L’idéologie du Bien, la religion de l’humanitaire, la dictature des droits fondamentaux, (qui se multiplient ad infinitum), paradoxalement, accélèrent la re-féodalisation, la désagrégation des sociétés politiques, l’éclatement de la communauté internationale, favorisent le communautarisme et la guerre de tous contre tous. Personne n’a le monopole du cœur, de la morale, des Misérables, de Monseigneur Myriel, Montaigne, La Boétie, ou « L’auvergnat qui sans façon »...
Avec ou sans « fracas » et littérature, l’indignation morale c’est comme le foie gras, cela ne supporte, ni le réchauffé, ni la médiocrité. Dans le tourbillon des images, les « clapotement furieux des marées » et de l’actualité, il faut garder le cap, un minimum de bonne foi et de clairvoyance.

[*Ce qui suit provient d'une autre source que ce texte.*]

PR #6405, opened 2026-05-21
fix: Escape in Create Group goes back to New Chat

WofWca:
Partially addresses
https://github.com/deltachat/deltachat-desktop/issues/4128.

Note that this changes how things look a bit:
now the "Create Group" / "Create Channel" dialog is displayed
on top of the "New Chat" dialog, instead of basically replacing it.

When group / channel creation finishes, we still close
both of the dialogs.

Hide whitespace for easier review

This is mostly AI-generated, with adjustments from me. Let me know if you'd like me to rewrite this by hand.
The prompts were:
> In `CreateChat` move the sub-sections into their own dialogs.
> Replace `setViewMode` with `onDone` which we'll call
> when chat creation is done, which will close the parent dialog.

> There is no need to have thin wrappers like
> `CreateBroadcastListDialog`.
> Remove them and do the changes on `CreateBroadcastList` directly.
> Let's also keep the name `CreateBroadcastList` for now,
> don't append `Dialog`.

Related:
- https://github.com/deltachat/deltachat-desktop/pull/6404

### DIFF
--- a/packages/e2e-tests/playwright-helper.ts
+++ b/packages/e2e-tests/playwright-helper.ts
@@ -545,7 +545,7 @@ export const createGroupChat = async (
   await page.getByPlaceholder('Description').fill('Test group description')
   await page.locator('#addmember button').click()
   const addMemberDialog = page.getByTestId('add-member-dialog')
-  await page
+  await addMemberDialog
     .locator('.contact-list-item')
     .filter({ hasText: member.name })
     .click()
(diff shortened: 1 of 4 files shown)


nicodh (approved):
Reviewed by reading & testing

Note: this PR fixes the issue for Create group/Create channel as the title says. The issue, that esc/cancel after "New contact" also closes the NewChat dialog is still left

WofWca:
Good point. I added this to my TODO comment on that issue.

PR #6406, opened 2026-05-21
fix: use new "empty sticker folder" string, improve style

WofWca:
Seems like this was an unrelated change introduced by mistake in
2e2c7e6a308f6bf7969e29e6633e120d3fee34b7
(https://github.com/deltachat/deltachat-desktop/pull/6278),
was probably supposed to be a follow-up to
https://github.com/deltachat/deltachat-desktop/pull/6231#discussion_r3146871822.

The old string is deprecated:
https://github.com/deltachat/deltachat-desktop/blob/7a654e06ee533261b53315ceee2ae6b57f4dbeb8/_locales/en.xml#L184-L190

Also improve the font size and center the text, and remove an unused class name.

Before:
image
After:
image


nicodh (approved):
Reviewed by reading & testing

PR #6409, opened 2026-05-22
chore: upgrade core to 2.50.0

link2xt:


WofWca:
This closes https://github.com/deltachat/deltachat-desktop/issues/6333
and supersedes https://github.com/deltachat/deltachat-desktop/pull/6313 ? Or not?

WofWca:
And a better question: Would Delta Chat be in a releasible state if this gets merged, or are further adjustments needed?

nicodh (approved):
Reviewed by testing & reading.

Thanks for contributing to desktop :-)

link2xt:
> And a better question: Would Delta Chat be in a releasible state if this gets merged, or are further adjustments needed?

Still need to add "force encryption" setting. https://github.com/deltachat/deltachat-desktop/pull/6313/changes was adding "force encryption" into advanced relay settings.

This setting affects all relays, but @r10s said in some chat "let's leave it there and call it "force encryption for all relays" or so". So the idea is to still put this setting somewhere into advanced relay settings like #6313 did.

nicodh:
Well we have both options now. Putting it in relay settings (Like Android) or in Advanced settings.
Will be merged after it's decided what's considered best.

PR #6410, opened 2026-05-23
feat: add option to force encryption

nicodh:


nicodh:
See the related PR in Android https://github.com/deltachat/deltachat-android/pull/4431

packages/frontend/src/stores/settings.ts
```diff
@@ -132,6 +134,10 @@ class SettingsStore extends Store<SettingsStoreState | null> {
         settings['ui.mentions_enabled'] = mentionsEnabledDefaultVal
       }
 
+      if (settings['force_encryption'] == null) {
+        settings['force_encryption'] = '1'
+      }
+
```
WofWca: What's the benefit of this? Core already provides a default value

https://github.com/chatmail/core/blob/480248a1682f4a32a164c837d6d6aef5569edf8d/src/config.rs#L474-L479

I tested this and Core returns `'1'` even for fresh unconfigured accounts. Let's not add extra logic that can potentially get out of sync.

```suggestion
```

packages/frontend/src/components/LoginForm.tsx
```diff
@@ -42,6 +44,8 @@ export default function LoginForm({
   const [providerInfo, setProviderInfo] = useState<
     Type.ProviderInfo | undefined
   >()
+  const settingsStore = useSettingsStore()[0]
+  const forceEncryption = settingsStore?.settings['force_encryption'] !== '0'
```
WofWca: I think it's better to falsely say that encryption is disabled than it is to falsely say that it's enabled.

```suggestion
  const forceEncryption = settingsStore?.settings['force_encryption'] === '1'
```

packages/frontend/src/components/LoginForm.tsx
```diff
@@ -260,7 +264,22 @@ export default function LoginForm({
               <option value={Socket.starttls}>STARTTLS</option>
               <option value={Socket.plain}>{tx('off')}</option>
             </DeltaSelect>
-
+            <div className='delta-form-group delta-switch'>
```
WofWca: Quite misleading placement of the setting, but yep I see that Android's doing the same.
Do we want toggling the switch to take effect immediately or only when the form gets submitted?

WofWca (commented):
Works.

packages/frontend/src/components/LoginForm.tsx
nicodh: Hmm, good question. The "cancel" button somehow implies "discard my changes" so maybe an unexpected behaviour if we change it immediately. On the other hand this settings is anyway an "expert" feature that should be only changed by people who know what they are doing. And of course "Login"  is also a bit strange for saving a value that is not related to the login. But that is all a result of the mentioned "misplacement" of this setting.

r10s: - if it is not an unreasonable effort, we should apply the changes only when "OK" is hit, we also changed that on android at https://github.com/deltachat/deltachat-android/pull/4431/changes/40faa3d43e64207a12acaf26e3bdf5891e6fa33c

- in any case, however, it should be the really _last_ option in the "more settings", so after "certificate checks"

- for clarity: no need to add it to "untranslated", there is the existing string `enforce_e2ee` saying "Enforce Encryption for All Relays", which is clearer. position was discussed a lot, it is fine, if ppl do not find the option without explicitly knowing it exist by other means

nicodh: Ok, I changed the behaviour. The setting is not applied when the user cancels the form.

The translation still waits for #6416 to be approved. Then the untranslated entry will be removed.

packages/frontend/scss/login/_login.scss
```diff
@@ -152,6 +152,25 @@ div.delta-form-group {
     }
   }
 
+  &.delta-switch {
+    overflow: visible;
+
```
WofWca:
```suggestion
```

This doesn't do anything, right? It's the default value anyway.

packages/frontend/src/components/dialogs/EditAccountAndPasswordDialog.tsx
```diff
@@ -57,11 +57,15 @@ function EditAccountInner({
...
   addr?: string
 }) {
+  const settingsStore = useSettingsStore()[0]
   const [initialSettings, setInitialAccountSettings] =
     useState<Credentials>(defaultCredentials())
 
   const [accountSettings, setAccountSettings] =
     useState<Credentials>(defaultCredentials())
+  const [forceEncryption, setForceEncryption] = useState<boolean>(
+    settingsStore?.settings['force_encryption'] !== '0'
```
WofWca:
```suggestion
    settingsStore?.settings['force_encryption'] === '1'
```

We already changed this in one place, so let's be consistent? Especially here where the `settingsStore` can be nullish. See https://github.com/deltachat/deltachat-desktop/pull/6410#discussion_r3305095058

packages/frontend/src/components/screens/AccountSetupScreen.tsx
```diff
@@ -32,25 +33,43 @@ export default function AccountSetupScreen({
...
-            openDialog(AlertDialog, {
-              message: error,
-              cb: () => setPromptDialogId(null),
-            })
-          ),
-      }),
-    [accountId, openDialog, selectAccount, credentials]
+  const settingsStore = useSettingsStore()[0]
+  const [forceEncryption, setForceEncryption] = useState<boolean>(
+    settingsStore?.settings['force_encryption'] !== '0'
```
WofWca:
```suggestion
    settingsStore?.settings['force_encryption'] === '1'
```

See https://github.com/deltachat/deltachat-desktop/pull/6410#discussion_r3305095058

packages/frontend/src/components/LoginForm.tsx
```diff
@@ -275,6 +283,26 @@ export default function LoginForm({
...
+                  disabled={settingsStore == null}
+                  onChange={() => {
+                    if (setForceEncryption) {
+                      setForceEncryption(!forceEncryption)
+                      return
+                    }
+                    SettingsStoreInstance.effect.setCoreSetting(
+                      'force_encryption',
+                      forceEncryption ? '0' : '1'
+                    )
```
WofWca: This is basically unused now, right?

WofWca (approved):
Tested again, both of the places where `LoginForm` is used. Works. I didn't test the "error" path though.
The code looks alright. The setting only gets saved on success.

PR #6411, opened 2026-05-23
chore: avoid eslint warning

nicodh:


packages/frontend/src/components/Settings/Autodelete.tsx
```diff
@@ -70,10 +70,9 @@ export default function Autodelete({
       title: tx('autodel_device_title'),
       onSave: async (_seconds: string) => {
         const seconds = Number(_seconds)
-        const fromServer = false
         const estimateCount = await BackendRemote.rpc.estimateAutoDeletionCount(
           accountId,
-          fromServer,
+          false,
```
WofWca: There is no warning here though? And I'm pretty sure it was intentional. Let's keep a comment at least then


```suggestion
          false, // fromServer
```

WofWca (approved):
Oops, I missed that one, sorry.

PR #6412, opened 2026-05-25
refactor: remove unnecessary check

WofWca:
The wrapped component used to take `settingsStore` as a prop,
and that was the reason for the check.
Now it doesn't, so the check is not needed.


nicodh (approved):
Reviewed by reading

PR #6413, opened 2026-05-25
fix: disable keyboard shortcuts when have dialog

WofWca:
For example, don't open multiple "New Chat" dialogs,
don't switch chats while a "View Chat" dialog is open.

However this commit is primarily for
https://github.com/deltachat/deltachat-desktop/pull/6223
where this is much more important.

### DIFF
--- a/packages/frontend/src/keybindings.ts
+++ b/packages/frontend/src/keybindings.ts
@@ -127,12 +127,30 @@ export function matchesNonLetterShortcut(
   return !isPrintableAscii && ev.code === code
 }
 
+function haveOpenDialogs(): boolean {
+  return document.querySelector('dialog:modal') != null
+}
+
 export function keyDownEvent2Action(
   ev: KeyboardEvent
 ): KeybindAction | undefined {
   const { isMac } = runtime.getRuntimeInfo()
 
-  if (window.__contextMenuActive) {
+  // If a dialog is open, disable shortcuts.
+  // This also applies to a context menu being open.
+  //
+  // Perhaps there are some shortcuts that we don't strictly need to disable
+  // when a dialog is open, such as `Settings_Open` and `Debug_MaybeNetwork`,
+  // but it's probably not important to support that,
+  // so let's not complicate things yet.
+  if (
+    (ev.target instanceof HTMLElement && ev.target.closest('dialog') != null) ||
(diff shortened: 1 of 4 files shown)


packages/frontend/src/keybindings.ts
```diff
@@ -127,12 +127,30 @@ export function matchesNonLetterShortcut(
...
   ev: KeyboardEvent
 ): KeybindAction | undefined {
   const { isMac } = runtime.getRuntimeInfo()
 
-  if (window.__contextMenuActive) {
+  // If a dialog is open, disable shortcuts.
+  // This also applies to a context menu being open.
+  //
+  // Perhaps there are some shortcuts that we don't strictly need to disable
+  // when a dialog is open, such as `Settings_Open` and `Debug_MaybeNetwork`,
```
nicodh, line 143: In my tests it turned out that Ctrl + , still opens the settings while a dialog is open. Maybe since it's also referenced in the top menu.

nicodh (approved):
Reviewed by reading & testing

While it might be irritating that an open context menu blocks a createChat dialog etc. from being opened, we definitely should block to open multiple same dialogs at the same time

WofWca:
Rebased.

packages/frontend/src/keybindings.ts
WofWca: Hm yep. We don't have a check here

https://github.com/deltachat/deltachat-desktop/blob/454925d87bbd52aab9c4c47c63543103a7540dfd/packages/frontend/src/components/RuntimeAdapter.tsx#L77-L85

https://github.com/deltachat/deltachat-desktop/blob/f810410a57608ce7f842cda640813d2ca0eb3718/packages/frontend/src/contexts/KeybindingsContext.tsx#L25-L34

WofWca:
> it might be irritating that an open context menu blocks a createChat dialog etc. from being opened

This MR doesn't change that aspect though. It's already the case on current main.

packages/frontend/src/keybindings.ts
WofWca: Hm yep it's this code

https://github.com/deltachat/deltachat-desktop/blob/454925d87bbd52aab9c4c47c63543103a7540dfd/packages/frontend/src/components/RuntimeAdapter.tsx#L77-L85

But I'd say this is for another MR.

PR #6416, opened 2026-05-26
chore: add burmese language

nicodh:
Translation updates also affect #6410


WofWca (approved):
So this also updates other languages, besides adding Burmese.

I only looked at hr `_languages.json` file and confirmed that the language code is correct.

2. Les questions maudites 1ère question blanche à 1000 euros : Comment séparer les « bons » réfugiés politiques des « mauvais » réfugiés économiques ?
La question taraude les journalistes, les eurocrates, les politiques. Après les persécutions de l'entre-deux-guerres et la Shoah, la Convention relative au statut des réfugiés (Genève, 28 juillet 1951) met en œuvre, certains principes de la Déclaration universelle des droits de l'homme de 1948 : L’article 1 (modifié par le protocole de New York de 1967) dispose; « A. Aux fins de la présente Convention, le terme « réfugié » s'appliquera à toute personne : (...) 2) Qui craignant avec raison d'être persécutée du fait de sa race, de sa religion, de sa nationalité, de son appartenance à un certain groupe social ou de ses opinions politiques, se trouve hors du pays dont elle a la nationalité et qui ne peut ou, du fait de cette crainte, ne veut se réclamer de la protection de ce pays ; ou qui, si elle n'a pas de nationalité et se trouve hors du pays dans lequel elle avait sa résidence habituelle, ne peut ou, en raison de ladite crainte, ne veut y retourner».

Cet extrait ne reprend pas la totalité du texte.